(Stored dataset items)
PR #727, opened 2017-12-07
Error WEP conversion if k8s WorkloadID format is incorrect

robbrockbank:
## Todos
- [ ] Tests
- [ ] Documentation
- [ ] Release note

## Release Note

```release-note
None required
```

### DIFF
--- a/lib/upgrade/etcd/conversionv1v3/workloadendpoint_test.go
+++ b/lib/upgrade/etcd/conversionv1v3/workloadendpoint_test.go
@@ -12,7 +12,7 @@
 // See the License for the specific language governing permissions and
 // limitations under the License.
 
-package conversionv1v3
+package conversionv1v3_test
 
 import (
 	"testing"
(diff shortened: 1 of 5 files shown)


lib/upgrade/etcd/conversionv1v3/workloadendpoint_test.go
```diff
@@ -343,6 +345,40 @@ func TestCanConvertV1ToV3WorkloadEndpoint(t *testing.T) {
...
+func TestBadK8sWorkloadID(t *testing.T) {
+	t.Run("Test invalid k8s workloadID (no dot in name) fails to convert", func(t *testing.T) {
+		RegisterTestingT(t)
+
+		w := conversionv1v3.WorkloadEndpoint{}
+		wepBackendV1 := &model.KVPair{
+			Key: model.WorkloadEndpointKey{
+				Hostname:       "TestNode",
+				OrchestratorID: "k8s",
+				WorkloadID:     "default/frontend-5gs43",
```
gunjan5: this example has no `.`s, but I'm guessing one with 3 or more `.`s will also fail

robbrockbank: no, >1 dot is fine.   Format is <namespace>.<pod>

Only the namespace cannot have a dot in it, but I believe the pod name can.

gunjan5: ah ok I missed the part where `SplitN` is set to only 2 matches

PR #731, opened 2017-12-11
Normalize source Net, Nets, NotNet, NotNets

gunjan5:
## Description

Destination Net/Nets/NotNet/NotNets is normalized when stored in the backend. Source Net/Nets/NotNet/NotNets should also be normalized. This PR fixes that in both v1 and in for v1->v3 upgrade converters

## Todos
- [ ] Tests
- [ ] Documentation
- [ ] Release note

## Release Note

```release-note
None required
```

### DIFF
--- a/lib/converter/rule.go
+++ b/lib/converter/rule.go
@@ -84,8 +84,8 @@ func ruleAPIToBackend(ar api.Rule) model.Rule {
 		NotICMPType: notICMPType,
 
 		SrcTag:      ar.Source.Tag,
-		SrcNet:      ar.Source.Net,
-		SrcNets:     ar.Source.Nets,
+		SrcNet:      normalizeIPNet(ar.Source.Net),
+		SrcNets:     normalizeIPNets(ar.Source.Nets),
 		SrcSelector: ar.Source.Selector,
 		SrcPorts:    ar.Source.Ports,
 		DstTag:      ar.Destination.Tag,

...

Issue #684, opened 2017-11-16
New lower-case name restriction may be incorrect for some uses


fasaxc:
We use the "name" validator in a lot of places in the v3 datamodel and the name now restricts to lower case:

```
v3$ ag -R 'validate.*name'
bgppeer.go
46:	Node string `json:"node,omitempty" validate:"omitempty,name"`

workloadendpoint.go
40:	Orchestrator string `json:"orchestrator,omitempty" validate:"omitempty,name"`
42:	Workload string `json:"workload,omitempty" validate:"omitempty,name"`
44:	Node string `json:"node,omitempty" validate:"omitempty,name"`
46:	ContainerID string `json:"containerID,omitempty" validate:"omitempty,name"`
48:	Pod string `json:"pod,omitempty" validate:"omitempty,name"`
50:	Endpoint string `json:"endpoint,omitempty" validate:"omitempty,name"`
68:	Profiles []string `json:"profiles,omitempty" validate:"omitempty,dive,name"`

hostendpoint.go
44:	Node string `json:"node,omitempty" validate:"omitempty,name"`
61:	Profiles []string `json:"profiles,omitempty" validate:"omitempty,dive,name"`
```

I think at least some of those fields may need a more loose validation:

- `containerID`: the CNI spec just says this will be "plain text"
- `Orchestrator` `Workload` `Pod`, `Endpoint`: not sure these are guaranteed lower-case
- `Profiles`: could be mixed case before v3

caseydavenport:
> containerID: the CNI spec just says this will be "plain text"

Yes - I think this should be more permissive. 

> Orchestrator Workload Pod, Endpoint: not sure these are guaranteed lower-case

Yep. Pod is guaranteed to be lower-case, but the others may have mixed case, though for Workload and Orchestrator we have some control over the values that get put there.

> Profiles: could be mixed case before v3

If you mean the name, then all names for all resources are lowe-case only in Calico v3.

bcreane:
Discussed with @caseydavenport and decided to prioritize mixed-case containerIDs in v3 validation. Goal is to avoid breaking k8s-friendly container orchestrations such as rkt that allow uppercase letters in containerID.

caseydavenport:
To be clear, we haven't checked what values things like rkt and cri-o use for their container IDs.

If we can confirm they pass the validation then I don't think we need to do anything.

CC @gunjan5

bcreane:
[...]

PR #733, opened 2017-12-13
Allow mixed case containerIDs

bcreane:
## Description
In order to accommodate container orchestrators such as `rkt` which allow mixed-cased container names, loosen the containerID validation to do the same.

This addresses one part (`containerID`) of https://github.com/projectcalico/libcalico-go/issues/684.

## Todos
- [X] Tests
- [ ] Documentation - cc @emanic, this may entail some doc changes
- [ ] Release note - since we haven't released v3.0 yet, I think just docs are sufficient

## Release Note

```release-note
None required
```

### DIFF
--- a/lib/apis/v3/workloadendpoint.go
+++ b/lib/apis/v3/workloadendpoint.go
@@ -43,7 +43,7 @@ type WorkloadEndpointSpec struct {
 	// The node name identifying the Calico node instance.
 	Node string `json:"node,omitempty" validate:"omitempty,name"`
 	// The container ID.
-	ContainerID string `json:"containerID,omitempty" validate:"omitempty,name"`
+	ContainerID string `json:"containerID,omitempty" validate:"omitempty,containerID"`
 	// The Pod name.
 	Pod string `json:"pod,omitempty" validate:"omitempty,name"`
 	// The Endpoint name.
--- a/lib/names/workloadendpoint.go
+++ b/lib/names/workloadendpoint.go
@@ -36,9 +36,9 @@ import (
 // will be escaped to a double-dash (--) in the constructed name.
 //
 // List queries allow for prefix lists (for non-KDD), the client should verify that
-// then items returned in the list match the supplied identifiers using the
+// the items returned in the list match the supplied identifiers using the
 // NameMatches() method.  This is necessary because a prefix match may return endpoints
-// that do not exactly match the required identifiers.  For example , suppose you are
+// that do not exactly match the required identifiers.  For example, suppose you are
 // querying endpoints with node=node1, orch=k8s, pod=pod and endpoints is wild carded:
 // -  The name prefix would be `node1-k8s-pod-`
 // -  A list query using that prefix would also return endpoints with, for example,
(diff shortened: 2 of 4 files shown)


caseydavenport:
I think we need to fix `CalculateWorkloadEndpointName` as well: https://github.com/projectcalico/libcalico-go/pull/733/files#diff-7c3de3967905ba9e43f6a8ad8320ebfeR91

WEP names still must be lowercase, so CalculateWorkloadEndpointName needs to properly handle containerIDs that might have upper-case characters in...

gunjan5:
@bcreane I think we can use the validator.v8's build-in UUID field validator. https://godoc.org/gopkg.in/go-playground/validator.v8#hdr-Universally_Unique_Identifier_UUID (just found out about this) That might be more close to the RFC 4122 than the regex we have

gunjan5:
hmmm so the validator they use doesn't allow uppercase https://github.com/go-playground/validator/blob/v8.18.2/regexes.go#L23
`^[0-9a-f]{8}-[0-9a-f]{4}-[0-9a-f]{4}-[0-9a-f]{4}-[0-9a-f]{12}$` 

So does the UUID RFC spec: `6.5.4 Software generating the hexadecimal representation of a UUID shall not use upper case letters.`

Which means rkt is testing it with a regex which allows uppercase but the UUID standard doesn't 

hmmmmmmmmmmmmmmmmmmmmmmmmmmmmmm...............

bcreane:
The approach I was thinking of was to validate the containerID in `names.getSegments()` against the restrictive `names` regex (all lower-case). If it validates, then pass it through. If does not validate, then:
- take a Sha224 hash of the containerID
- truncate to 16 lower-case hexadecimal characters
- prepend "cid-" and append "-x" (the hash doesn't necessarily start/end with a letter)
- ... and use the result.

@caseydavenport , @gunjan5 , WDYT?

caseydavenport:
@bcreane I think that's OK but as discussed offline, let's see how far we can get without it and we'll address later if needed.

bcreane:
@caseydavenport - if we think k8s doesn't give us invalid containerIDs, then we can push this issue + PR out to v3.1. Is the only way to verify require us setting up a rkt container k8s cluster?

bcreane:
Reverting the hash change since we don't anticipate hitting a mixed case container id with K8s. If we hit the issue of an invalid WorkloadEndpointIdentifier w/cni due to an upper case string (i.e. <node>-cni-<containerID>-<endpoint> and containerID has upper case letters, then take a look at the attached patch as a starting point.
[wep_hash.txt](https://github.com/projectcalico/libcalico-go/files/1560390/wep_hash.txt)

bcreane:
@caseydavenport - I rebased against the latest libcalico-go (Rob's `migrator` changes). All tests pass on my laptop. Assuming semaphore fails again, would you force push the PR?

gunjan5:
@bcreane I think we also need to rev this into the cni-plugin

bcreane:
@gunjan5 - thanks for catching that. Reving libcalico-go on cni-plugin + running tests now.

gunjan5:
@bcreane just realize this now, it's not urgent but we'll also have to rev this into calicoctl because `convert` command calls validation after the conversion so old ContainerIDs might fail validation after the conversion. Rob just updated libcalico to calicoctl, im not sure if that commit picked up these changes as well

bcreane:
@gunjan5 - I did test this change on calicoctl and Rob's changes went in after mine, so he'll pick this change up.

◆ TO DO
Tell me how many lines of the data hold the word "pass", giving only the number.

◆ EXERCISE SOLUTION
3